PR #191, opened 2023-09-07
Improves aarch64 compatibility (hyperfoil), plus small fixes

Karm:
Check if executable exists first

amd64/arm64 Hyperfoil, thresholds props

Fiddle with CPU boost only where supported

Cleanup imageio cache font files, Whitelist podman

Relaxes <= 0 to < 0 for measurements as diff of size 0 is valid

### DIFF
--- a/testsuite/src/it/java/org/graalvm/tests/integration/utils/BuildAndRunCmds.java
+++ b/testsuite/src/it/java/org/graalvm/tests/integration/utils/BuildAndRunCmds.java
@@ -228,13 +228,13 @@ public enum BuildAndRunCmds {
                     "-XX:+FlightRecorder",
                     "-XX:StartFlightRecording=settings=" + BASE_DIR + File.separator + "apps" + File.separator + "jfr-native-image-performance/jfr-perf.jfc,filename=logs/flight-native.jfr",
                     "-XX:FlightRecorderLogging=jfr"},
-            new String[]{CONTAINER_RUNTIME, "run", "--name", ContainerNames.HYPERFOIL.name, "--rm", "--network=host", "quay.io/hyperfoil/hyperfoil:0.25.2", "standalone"}
+            new String[]{CONTAINER_RUNTIME, "run", "--name", ContainerNames.HYPERFOIL.name, "--rm", "--network=host", "quay.io/karmkarm/hyperfoil:0.25.2", "standalone"}
     }),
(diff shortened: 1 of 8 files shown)


jerboaa (approved):
Seems fine.

testsuite/src/it/java/org/graalvm/tests/integration/utils/BuildAndRunCmds.java
```diff
@@ -250,7 +250,7 @@ public enum BuildAndRunCmds {
                     "--name", ContainerNames.JFR_PERFORMANCE_BUILDER_IMAGE.name, "jfr-performance-app", "-XX:+FlightRecorder",
                     "-XX:StartFlightRecording=settings=/work/jfr-perf.jfc,filename=/tmp/flight-native.jfr",
                     "-XX:FlightRecorderLogging=jfr"},
-            new String[]{CONTAINER_RUNTIME, "run", "--name", ContainerNames.HYPERFOIL.name, "--rm", "--network=host", "quay.io/hyperfoil/hyperfoil:0.25.2", "standalone"}
+            new String[]{CONTAINER_RUNTIME, "run", "--name", ContainerNames.HYPERFOIL.name, "--rm", "--network=host", "quay.io/karmkarm/hyperfoil:0.25.2", "standalone"}
```
zakkak, line 253: I guess this is needed because the original hyperfoil image is not aarch64 compatible right? I wonder if it would be better to [host these images in this github repo](https://docs.github.com/en/packages/working-with-a-github-packages-registry/working-with-the-container-registry) instead of quay.io to have all things in a single place.

zakkak (approved):
LGTM

testsuite/src/it/java/org/graalvm/tests/integration/utils/BuildAndRunCmds.java
Karm: @zakkak The official quay.io/hyperfoil/hyperfoil is amd64 only. They build the image with Maven as a part of the standard build process, followed by a docker push.

I built my own amd64 and aarch64 images and created a multiarch image, pushed to my account.

> better to [host these images in this github repo](https://docs.github.com/en/packages/working-with-a-github-packages-registry/working-with-the-container-registry) instead of quay.io to have all things in a single place.

I will take a look. It's good that you would have push rights too.

Issue #315, opened 2017-02-10
Construct a JSONObject from an Object using bean getters is inconsistent across locales


jakope0003:
Construct a JSONObject from an Object using bean getters produce unexpected result when locale is set to Turkey.

Having following two classes `Bean.java` and `JSONIssue.java`.

```java
public class Bean {

    private final String id;

    public Bean(String id) {
        this.id = id;
    }

    public String getId() {
        return id;
    }

}
```

```java
import java.util.Locale;
import org.json.JSONObject;

public class JSONIssue {

    public static void main(String[] args) {
        Locale.setDefault(new Locale("en"));
        JSONObject jsonen = new JSONObject(new Bean("beanId"));
        System.out.println("jsonen " + jsonen);

        Locale.setDefault(new Locale("tr"));
        JSONObject jsontr = new JSONObject(new Bean("beanId"));
        System.out.println("jsontr " + jsontr);
    }

}
```

Output differs for different locales.

```
jsonen {"id":"beanId"}
jsontr {"?d":"beanId"}
```

I'm expecting to have consistent id key no matter what locale is set.

johnjaylward:
Can you print both JSON after the local change? 

Save the first JSON string to a var, change the local,  then print both?

jakope0003:
Please find proposed patch:

```java
diff --git a/JSONObject.java b/JSONObject.java
index 4df256a..14a86d5 100644
--- a/JSONObject.java
+++ b/JSONObject.java
@@ -1159,7 +1159,7 @@ public class JSONObject {
                         if (key.length() == 1) {
                             key = key.toLowerCase();
                         } else if (!Character.isUpperCase(key.charAt(1))) {
-                            key = key.substring(0, 1).toLowerCase()
+                            key = key.substring(0, 1).toLowerCase(Locale.ROOT)
                                     + key.substring(1);
                         } 
```

jakope0003:
This is the case described in `String#toLowerCase` javadoc:

> Note: This method is locale sensitive, and may produce unexpected results if used for strings that are intended to be interpreted locale independently. Examples are programming language identifiers, protocol keys, and HTML tags. For instance, "TITLE".toLowerCase() in a Turkish locale returns "t\u0131tle", where '\u0131' is the LATIN SMALL LETTER DOTLESS I character. To obtain correct results for locale insensitive strings, use toLowerCase(Locale.ROOT).

johnjaylward:
Thanks!

stleary:
[...]

PR #317, opened 2017-02-10
make sure locale independent data is not upper/lowercased incorrectly…

johnjaylward:
…. See #315

### DIFF
--- a/HTTP.java
+++ b/HTTP.java
@@ -25,6 +25,7 @@ SOFTWARE.
 */
 
 import java.util.Iterator;
+import java.util.Locale;
 
 /**
  * Convert an HTTP header to a JSONObject and back.
@@ -74,7 +75,7 @@ public class HTTP {
         String         token;
 
         token = x.nextToken();
-        if (token.toUpperCase().startsWith("HTTP")) {
+        if (token.toUpperCase(Locale.ROOT).startsWith("HTTP")) {
 
 // Response
 
--- a/JSONObject.java
+++ b/JSONObject.java
@@ -1157,9 +1157,9 @@ public class JSONObject {
                             && Character.isUpperCase(key.charAt(0))
                             && method.getParameterTypes().length == 0) {
                         if (key.length() == 1) {
-                            key = key.toLowerCase();
+                            key = key.toLowerCase(Locale.ROOT);
                         } else if (!Character.isUpperCase(key.charAt(1))) {
-                            key = key.substring(0, 1).toLowerCase()
+                            key = key.substring(0, 1).toLowerCase(Locale.ROOT)
                                     + key.substring(1);
                         }
 


johnjaylward:
Just for reference, Locale.ROOT was added in java6, which is why it was not in the original implementation. So this meets our current build requirement of JDK6.

stleary:
Sounds reasonable. I thought there was a Character.toLowerCase() in XMLTokener, is that not an issue? Unit tests will be needed as well.

johnjaylward:
I didn't see a locale option for the Character.toLowerCase() calls. Only for String.

johnjaylward:
@stleary maybe in the XML tokener instead of calling toLowerCase for each character, we call it with the toString on https://github.com/stleary/JSON-java/blob/master/XMLTokener.java#L139

like this: 
```java
StringBuilder sb = new StringBuilder();
        for (;;) {
            char c = next();
            if (Character.isLetterOrDigit(c) || c == '#') {
                sb.append(c);
            } else if (c == ';') {
                break;
            } else {
                throw syntaxError("Missing ';' in XML entity: &" + sb);
            }
        }
        String string = sb.toString().toLowerCase(Locale.root);
        Object object = entity.get(string);
        return object != null ? object : ampersand + string + ";";
```

johnjaylward:
Actually, for the ```nextEntity``` call, the locale should probably set to Locale.EN since all entities are either numeric or latin1 encoded.
* `<` = `&lt;` or `&#0060`

stleary:
I can add unit tests tonight, unless you will be making further changes to the code.

johnjaylward:
I won't make any more changes unless you think we need to modify the XMLTokenizer code. Thanks for taking care of the tests.

stleary:
Glad we have unit tests! Looks like JSONPointer needs more work, but not yet sure where.

```
public class MyLocaleBean {
    private final String üx = "Tlocaleüx";
    public String getÜx() {  return üx;    }
}

MyLocaleBean myLocaleBean = new MyLocaleBean();
JSONObject jsonObject = new JSONObject(myLocaleBean);
String str1 = (String)jsonObject.get("üx");
String str2 = (String)jsonObject.query("/getÜx");
System.out.println("str1: " + str1 + " str2: " + str2);
```
str1: Tlocale?x 
str2: null

stleary:
On second thought:
```
String str1 = (String)jsonObject.get("üx");
String str2 = (String)jsonObject.query("/üx");
```
str1: Tlocale?x str2: Tlocale?x

johnjaylward:
I think it's OK for the values. I'm not too clear on how the locale effects
string output.  Maybe test the output in Locale.EN as well and see what you
get?

On Feb 11, 2017 01:32, "Sean Leary" <notifications@github.com> wrote:

On second thought:

String str1 = (String)jsonObject.get("üx");
String str2 = (String)jsonObject.query("/üx");

str1: Tlocale?x str2: Tlocale?x

—
You are receiving this because you authored the thread.
Reply to this email directly, view it on GitHub
<https://github.com/stleary/JSON-java/pull/317#issuecomment-279125437>, or mute
the thread

stleary:
Turned out I was just using the wrong query string, fixed now. But this code has to be saved as UTF, so I am putting the tests into a different file.  Don't want someone saving JSONObjectTest as ASCII and having the tests fail.

stleary:
The following tests are successful **without** using the code in this pull request.
```
public class MyLocaleBean {
    private final String üx = "Tlocaleüx";
    private final String ü = "Tlocaleü";
    public String getÜx() {        return üx;    }
    public String getÜ() {        return ü;    }
}
        assertTrue("expected Tlocaleüx",
                "Tlocaleüx".equals(jsonObject.getString("üx")));
        assertTrue("expected Tlocalü",
                "Tlocaleü".equals(jsonObject.getString("ü")));
        assertTrue("expected Tlocaleüx",
                "Tlocaleüx".equals((String)(jsonObject.query("/üx"))));
        assertTrue("expected Tlocalü",
                "Tlocaleü".equals((String)(jsonObject.query("/ü"))));
```

To run the test I had to add this to build.gradle:
```
tasks.withType(JavaCompile) {
     // this subproject requires -parameters option
     options.compilerArgs << '-parameters'
     options.encoding = 'UTF-8'
}
```
My compiler version is: 1.8.0_05

Any suggestions?

johnjaylward:
Try using the same example as the submitter. Specifically the Id with the
switch from EN to TR.

stleary:
JSONObject keys obtained from parsing beans should be invariant regardless of locale. This change enforces Locale.ROOT rules for lowercasing of the first letter of the key in get...() or is...() methods. 

**Risks**
Low risk. This is likely a one-off that most developers are unlikely to see. 

**Changes to the API?**
The first char of the key name is lowercased in a locale-invariant way when parsing beans.

This change can be rolled into the next release.

Not necessary at this time.

No, but a unit test was added that will cause breakage until this change is committed. See https://github.com/stleary/JSON-Java-unit-test/pull/64

No, just the requested change was made.

**Review status**
ACCEPT. Starting 3 day comment window with this post.

PR #322, opened 2017-02-25
Allow user to invoke query and optQuery ,with a JSONPointer

dtalex:
It would be good for user's code readability to be able to invoke methods "query" and "optQuery" with a Provided JSONPointer


dtalex:
Sorry did a mistake.
I'll Publish a new pull request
□ □ □ □ □
From the records above, print exactly the lines that run from the line with "(diff shortened: 1 of 8 files shown)" to the line with "Karm: @zakkak The", inclusive.

(diff shortened: 1 of 8 files shown)


jerboaa (approved):
Seems fine.

testsuite/src/it/java/org/graalvm/tests/integration/utils/BuildAndRunCmds.java
```diff
@@ -250,7 +250,7 @@ public enum BuildAndRunCmds {
                     "--name", ContainerNames.JFR_PERFORMANCE_BUILDER_IMAGE.name, "jfr-performance-app", "-XX:+FlightRecorder",
                     "-XX:StartFlightRecording=settings=/work/jfr-perf.jfc,filename=/tmp/flight-native.jfr",
                     "-XX:FlightRecorderLogging=jfr"},
-            new String[]{CONTAINER_RUNTIME, "run", "--name", ContainerNames.HYPERFOIL.name, "--rm", "--network=host", "quay.io/hyperfoil/hyperfoil:0.25.2", "standalone"}
+            new String[]{CONTAINER_RUNTIME, "run", "--name", ContainerNames.HYPERFOIL.name, "--rm", "--network=host", "quay.io/karmkarm/hyperfoil:0.25.2", "standalone"}
```
zakkak, line 253: I guess this is needed because the original hyperfoil image is not aarch64 compatible right? I wonder if it would be better to [host these images in this github repo](https://docs.github.com/en/packages/working-with-a-github-packages-registry/working-with-the-container-registry) instead of quay.io to have all things in a single place.

zakkak (approved):
LGTM

testsuite/src/it/java/org/graalvm/tests/integration/utils/BuildAndRunCmds.java
Karm: @zakkak The official quay.io/hyperfoil/hyperfoil is amd64 only. They build the image with Maven as a part of the standard build process, followed by a docker push.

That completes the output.